# What is the difference between Rate of return and Return on Investment

Investopedia Return on Investment (ROI) page says

ROI can be used in conjunction with Rate of Return, which takes in account a project’s time frame

From this I understood Return on Investment and Rate of Return are different formula. they both are two different measures. But in Rate of Return – RoR Definition page, it says

This simple rate of return is sometimes called the basic growth rate, or alternatively, return on investment, or ROI.
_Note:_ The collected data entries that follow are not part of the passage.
Issue #500, opened 2021-08-09
BigInt ID handling 


airhorns:
Shopify's REST APIs produce ID numbers in the JSON responses that require more than 53 bits of precision to represent, which when parsed with the plain old `JSON.parse` built in lose precision, resulting in issues like these: https://community.shopify.com/c/Shopify-APIs-SDKs/Int-too-big-to-fit-in-my-API/td-p/1070054

As best I can tell, this library uses `JSON.stringify` and `JSON.parse` (via got) to send and receive JSON, which means that the id numbers sent and returned from various calls will be incorrect! I hope I am missing something, but otherwise, I think it would be good for this library to do something to help users properly parse (and send) bigints to/from Shopify.

In the past, solutions like [`json-bigint`](https://github.com/sidorares/json-bigint) used userland implementations of arbitrary precision numbers like `big.js`, but now, newer ES versions have the `bigint` type built in. `json-bigint` allows that type to be used natively for parsing and stringifying with the [`useNativeBigint`](https://github.com/sidorares/json-bigint#optionsusenativebigint-boolean-default-false) option, so would it make sense to switch to it for all that and ask users to use native bigints to represent big IDs?

lpinca:
To be honest I think this is a Shopify issue. Other APIs use strings for 64 bit ids because most JSON parsers use the same precision as the IEEE 754 double.

Anyway this should eventually be opened in `got` issue tracker as JSON parsing and serialization is done by `got`. We call [`JSON.stringify()`](https://github.com/MONEI/Shopify-api-node/blob/3.6.14/index.js#L228) explicitly but only for GraphQL.

airhorns:
> To be honest I think this is a Shopify issue.

Yeah, I don't disagree, but I don't think they are gonna change it any time soon. I used to work there and when they switched to 64 bit ints internally in like 2014 they specifically decided not to do strings as output because it would cause such a huge amount of downstream pain for everyone, and a lot of not-JS languages (like Ruby) parse big numbers in JSON just fine. I agree it is super annoying though.

> Anyway this should eventually be opened in the got issue tracker as JSON parsing and serialization is done by got. 

Yeah, I think if you peel back the onion enough, it really should be the default behaviour for `JSON.parse` and `JSON.stringify` if you ask me, so it works for `got` and `axios` and `node-fetch` and and and and. But, TC-39 hasn't yet decided on it I don't think. In the meantime, are you open to fixes that make it better for this API specifically which we know emits big ints?

[...]

PR #502, opened 2021-08-10
Add ability to use a custom JSON parser and serializer

lpinca:
Fixes: https://github.com/MONEI/Shopify-api-node/issues/500

### DIFF
--- a/.eslintrc.yaml
+++ b/.eslintrc.yaml
@@ -6,7 +6,7 @@ extends:
   - eslint:recommended
   - plugin:prettier/recommended
 parserOptions:
-  ecmaVersion: 9
+  ecmaVersion: latest
 rules:
   no-var: error
   prefer-const: error
--- a/README.md
+++ b/README.md
@@ -54,8 +54,16 @@ Creates a new `Shopify` instance.
   specifies a limit of 2 requests per second with a burst of 35 requests. When
   set to `true` requests are limited as specified in the above example. Defaults
   to `false`.
+- `parseJson` - Optional - The function used to parse JSON. The function is
+  passed a single argument. This option allows the use of a custom JSON parser
+  that might be needed to properly handle long integer IDs. Defaults to
+  `JSON.parse()`.
 - `presentmentPrices` - Optional - Whether to include the header to pull
   presentment prices for products. Defaults to `false`.
+- `stringifyJson` - Optional - The function used to serialize to JSON. The
+  function is passed a single argument. This option allows the use of a custom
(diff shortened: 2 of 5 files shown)


lpinca:
cc: @airhorns

airhorns:
Nice! Do you think it makes sense to set `json-bigint` as the defaults since we know that Shopify is gonna return big integers? Make it work by default for users so they don't have to care? Without the defaults, I feel like there will be a stream of sad people who get hit with this very confusing error in production and have to go spelunking to find the issue and the remedy and then set the default to `json-bigint` which seems like a bit of wasted effort. 

It would change the minimum node version from `10.0` to `10.4` which doesn't seem too bad to me, but I think strictly speaking it'd also be a breaking change since downstream callers might not expect bigints to come back.

lpinca:
> but I think strictly speaking it'd also be a breaking change since downstream callers might not expect bigints to come back.

Yes, this is why I prefer to use `JSON.parse()` and `JSON.stringify()` as default and let users use a custom parser/serializer if they need to. It would also be easier for users who wants to experiment with https://github.com/tc39/proposal-json-parse-with-source. without relying on `json-bigint` or another dependency.

lpinca:
I've tried to make `json-bigint` `parse()` and the `stringify()` the defaults but I hit this bug https://github.com/sidorares/json-bigint/issues/49 for https://github.com/MONEI/Shopify-api-node/blob/3.6.14/test/fixtures/draft-order/res/list.json#L59.

`json-bigint` is currently a no go. Do you know any other safe alternative? We can also try to fix that issue but I'm not sure if `json-bigint` is actively maintained.

airhorns:
That is a big issue with `json-bigint`, yeesh. No go indeed. I don't know of any alternatives which again seems nuts to me that tonnes of people aren't hitting this problem ... but alas. I will see if I can upstream a fix to `json-bigint` or dig something else up!

lpinca:
There is also another issue with `json-bigint`. If a number has more than 15 digits (including the dot for floats) it will parse it using bignumber.js / BigInt even if it is not needed. For example, there is no need to use bignumber.js for -75.69314750000001 and I expect it to be parsed as a plain JS number.

lpinca:
I think I'll merge this as is and let users deal with these issues themselves.

weeksie:
This is horrifying. The answer to client developers getting silently wrong values is to shrug and say I dunno, we couldn't figure it out, you do it. 

I was just going to move over from doing raw fetch/rest calls but I guess I won't now? The Shopify ecosystem has been a non stop parade of surprises, that's for sure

The second quote I have given from Investopedia ROR page contradicts with first quote from ROI page. Moreover the word "return on investment" is linked to ROI page mentioned in first line

I am confusing. Can anybody confirm both are same ? If no What are the formula for these two measures and difference between them ?

ROI (Return on Investment) is a simple percentage.
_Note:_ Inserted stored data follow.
PR #525, opened 2022-02-03
[ts] Fix IOrderShippingLine type definition

zronn:
This pull request fixes missing `id` attribut on `IOrderShippingLine`.

Here is an example from Shopify response :

screeshot


lpinca (approved):

lpinca:
Thank you.

PR #542, opened 2022-06-23
chore: use a more revealing assertion for leftover nock mocks

airhorns:
There's a wise afterEach assertion that runs after every test to ensure that no nock request mocks are left over. If you're working on tests which use nock, it can be annoying though, because you need to figure out which mock is not being hit to fix the test. Instead of just asserting that there are no mocks, we can use an assertion of the list of mocks to show the developer what mocks are still hanging around with mocha's nice diff.


lpinca (approved):

lpinca:
Thank you.

PR #714, opened 2025-06-14
fix: Rename `del_timer_sync()` to `timer_delete_sync()`

tokenicrat:
The timer function `del_timer_sync()` was renamed to `timer_delete_sync()` in November 2022 (<https://lkml.org/lkml/2022/11/23/1482>), and a wrapper for it was recently removed. This prevents DIGImend from compiling on Linux 6.15.0 and later.

The issue can be solved by just replacing the name. Validated on Arch Linux (Linux 6.15.2).

### DIFF
--- a/hid-uclogic-core.c
+++ b/hid-uclogic-core.c
@@ -491,7 +491,7 @@ static void uclogic_remove(struct hid_device *hdev)
 {
 	struct uclogic_drvdata *drvdata = hid_get_drvdata(hdev);
 
-	del_timer_sync(&drvdata->inrange_timer);
+	timer_delete_sync(&drvdata->inrange_timer);
 	hid_hw_stop(hdev);
 	kfree(drvdata->desc_ptr);
 	uclogic_params_cleanup(&drvdata->params);
--- a/hid-uclogic-core.c
+++ b/hid-uclogic-core.c
@@ -25,6 +25,14 @@
 #include "compat.h"
 #include <linux/version.h>
 
+/* 
+ * Linux kernel >= 6.1.84 no longer includes wrapper for deprecated 
+ * del_timer_sync
+ */
+#if LINUX_VERSION_CODE >= KERNEL_VERSION(6, 1, 84)
+#define del_timer_sync timer_delete_sync
+#endif
+
 /**
  * uclogic_inrange_timeout - handle pen in-range state timeout.
  * Emulate input events normally generated when pen goes out of range for
@@ -491,7 +499,7 @@ static void uclogic_remove(struct hid_device *hdev)
 {
 	struct uclogic_drvdata *drvdata = hid_get_drvdata(hdev);
 
-	timer_delete_sync(&drvdata->inrange_timer);
+	del_timer_sync(&drvdata->inrange_timer);
 	hid_hw_stop(hdev);
 	kfree(drvdata->desc_ptr);
 	uclogic_params_cleanup(&drvdata->params);


Eason0729:
I thinks a better approach would be using `#if LINUX_VERSION_CODE >= KERNEL_VERSION(6,15,0)`, which enable compilation before the rename

```c
#if LINUX_VERSION_CODE >= KERNEL_VERSION(6,15,0)
#define del_timer_sync timer_delete_sync
#endif
```

tokenicrat:
> I thinks a better approach would be using `#if LINUX_VERSION_CODE >= KERNEL_VERSION(6,15,0)`, which enable compilation before the rename
> 
> ```c
> #if LINUX_VERSION_CODE >= KERNEL_VERSION(6,15,0)
> #define del_timer_sync timer_delete_sync
> #endif
> ```

Definitely it's safer, but as all mainstream desktop Linux distributions (including Ubuntu, Fedora, Debian, Arch Linux, etc.) under maintenance are shipped with Linux 6.x.y, I think it's okay to use the new name only.

kenhys:
Accurately, it should be because timer_delete_sync was introduced since 6.1.84:

```c
#if LINUX_VERSION_CODE >= KERNEL_VERSION(6, 1, 84)
#define del_timer_sync timer_delete_sync
#endif
```

By the way, it seems that DIGImend kernel drivers try to support older kernel (I don't know whether that is actually still buildable or not) - see such as README.md , hid-uclogic-core.c, hid-uclogic-params.c.
Shouldn't we respect it?

ruffianlabs:
as [tokenicrat](https://github.com/tokenicrat) said, I tried & replaced the file  `/usr/src/digimend-13/hid-uclogic-core.c` and, made the renaming from : 
`del_timer_sync(&drvdata->inrange_timer);` TO `timer_delete_sync(&drvdata->inrange_timer);`

and, updated the linux & linux-headers. and, it worked. No errors.

My setup : Endeavour OS (Linux 6.16.8-arch3-1 & nvidia/580.82.09 | DE: KDE Plasma 6.4.5 | WM: KWin (Wayland))

Thank you [tokenicrat](https://github.com/tokenicrat) & everyone who worked on this.

AlexandraMercier:
I tried the fix using @kenhys code, and I confirm it builds on ArchLinux (Linux 6.17.7.arch1-1).
I second his opinion that we should keep retro-compatibility with older systems.

arkadesOrg:
**just built and tested with HUION H950P on** 
Kernel Version: 6.18.6-arch1-1 (64-bit)
KDE Plasma Version: 6.5.5
KDE Frameworks Version: 6.22.0
Qt Version: 6.10.1
Graphics Platform: Wayland

PS: works much better than manufacturer driver btw ❤️

tokenicrat:
Now it's using @kenhys version for backward compatibility.

It's been 8 months, and the repository seems not to be actively maintained. If possible I recommended everyone here to use more recent solutions like OpenTabletDriver.

arkadesOrg:
I am pretty sure I will never install all the OpenTabletDriver .NET bloat just to use a simple tablet.

The latest patch is now delivered with Archlinux User Repo https://aur.archlinux.org/packages/digimend-kernel-drivers-dkms.

The Archlinux User Repo git-version https://aur.archlinux.org/packages/digimend-kernel-drivers-dkms-git does now temporarly point to the downstream branch [arkadesOrg:hotfix](https://github.com/arkadesOrg/digimend-kernel-drivers/tree/hotfix)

The return on investment formula is:

ROI = (Net Profit / Cost of Investment) x 100

But the word "rate" in ROR (Rate of Return) means that it involves time.

Compounded annual growth rate (CAGR) is a common rate of return measure that represents the annual growth rate of an investment for a specific period of time.

The formula for CAGR is:

``````CAGR   =   (EV/BV)^(1/n) - 1

where:
EV = The investment's ending value
BV = The investment's beginning value
n  = Years
``````

For example, let's assume you invest \$1,000 in the Company XYZ mutual fund, and over the next five years, the portfolio looks like this:

``````End of Year    Ending Value
1              \$  750
2              \$1,000
3              \$3,000
4              \$4,000
5              \$5,000
``````

Using this information and the formula above, we can calculate that the CAGR for the investment is:

``````CAGR = (\$5,000/\$1,000)^(1/5) - 1 = .37972 = 37.97%
``````

The simple ROI on this investment would be:

``````(5000 - 750)/750 * 100 = 566.67%
``````

Return on Investment is simply your profit as a percentage of what you put in. For instance, if you put in \$100 and get \$115 back, then you have \$15 of profit, which is a ROI of 15%.
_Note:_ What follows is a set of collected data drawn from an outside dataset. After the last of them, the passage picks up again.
PR #191, opened 2023-11-17
Embed Topics/Schemas into Rust crate

Swatinem:
When you ship a final binary using the Rust crate, that system obviously does not have all the static data available in `CARGO_MANIFEST_DIR` which is the crate path at compile time.

We thus embed all the topic metadata and schemas into the crate directly so it is available at runtime.

I also scattered a bunch of `FIXME` comments all over the place for things we can improve if we break the current API.

### DIFF
--- a/rust/lib.rs
+++ b/rust/lib.rs
@@ -1,13 +1,15 @@
+use std::path::PathBuf;
+
 use jsonschema::JSONSchema;
 use serde::{Deserialize, Serialize};
-use std::fs::{read_to_string, File};
-use std::path::{Path, PathBuf};
 use thiserror::Error;
 
 // This file is supposed to be auto-generated via rust/build.rs
 pub mod schema_types {
     include!(concat!(env!("OUT_DIR"), "/schema_types.rs"));
 }
+
+include!(concat!(env!("OUT_DIR"), "/embedded_data.rs"));
 
 #[derive(Debug, PartialEq, Serialize, Deserialize)]
 #[non_exhaustive]
@@ -36,6 +38,8 @@ pub enum SchemaError {
     InvalidType,
     #[error("Invalid schema")]
     InvalidSchema,
+    // FIXME(swatinem): maybe a dedicated `ValidationError` would be nice which
+    // carries a JSON error as well as the exact Schema error.
     #[error("Invalid message")]
     InvalidMessage,
 }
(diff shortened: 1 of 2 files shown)


rust/lib.rs
```diff
@@ -122,7 +138,7 @@ pub fn get_topic_schema(topic: &str, version: Option<u16>) -> Result<TopicSchema
     Ok(schema_metadata)
 }
 
-/// Returns the schema for a topic. If version is passed, return the schema for
+/// Returns the schema for a topic. If `version`` is passed, return the schema for
```
untitaker, line 141:
```suggestion
/// Returns the schema for a topic. If `version` is passed, return the schema for
```

rust/lib.rs
```diff
@@ -88,20 +100,24 @@ impl Schema {
...
+        let compiled = self
+            .compiled_json_schema
+            .as_ref()
+            .ok_or(SchemaError::InvalidSchema)?;
+
+        compiled
+            .validate(&message)
+            .map_err(|_| SchemaError::InvalidMessage)?;
+
+        // FIXME(swatinem): we might as well just return the `Value` here
```
untitaker, line 112: i guess we can do that but i feel like it's not useful, also i hoped to shop around for a faster json schema validator at some point and get rid of creating a Value

rust/lib.rs
```diff
@@ -68,8 +77,11 @@ pub struct Schema {
     pub version: u16,
     pub schema_type: SchemaType,
     pub compatibility_mode: CompatibilityMode,
+    // FIXME(swatinem): this should maybe be private, with an accessor, or rather &'static str?
     pub schema: String,
+    // FIXME(swatinem): this should be removed in a breaking release
```
untitaker, line 82: feel free to

rust/lib.rs
```diff
@@ -68,8 +77,11 @@ pub struct Schema {
     pub version: u16,
     pub schema_type: SchemaType,
     pub compatibility_mode: CompatibilityMode,
+    // FIXME(swatinem): this should maybe be private, with an accessor, or rather &'static str?
```
untitaker, line 80: same with version/schema_type etc. lots of boilerplate though

untitaker (approved):
i think i'm fine with breaking changes to the API if you wanna do it

rust/lib.rs
Swatinem: if we are okay with breaking the API more frequently, we can add this now and remove that later on if we find a more efficient solution. according to my benchmarks, JSON parsing is one of the most expensive parts of the consumers, and we would be doing it twice otherwise. Properly hooking this up might be a challenge though.

untitaker: either option sounds fine to me, the API does not have to be very stable, and I think it's unlikely to break any code since I believe most users won't care for this return value eitehr

untitaker (approved):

Rate of Return is the interest rate that an investment would have to pay to match the returns. In the previous example, if it took you two years to get your money back, then that's equivalent to an interest rate of 7.23%: with compounding over two years, an interest rate of 7.23% would give you 15% of the principal in interest.

If you get the return on the investment at a fixed time, the RoR is relatively simple to calculated; it's simply (1+RoI)^(1/n), where n is the number of years it takes to get your money back. But if you have a stream of payments at different times, then the calculation is more complicated. In fact, in some cases it's not uniquely defined.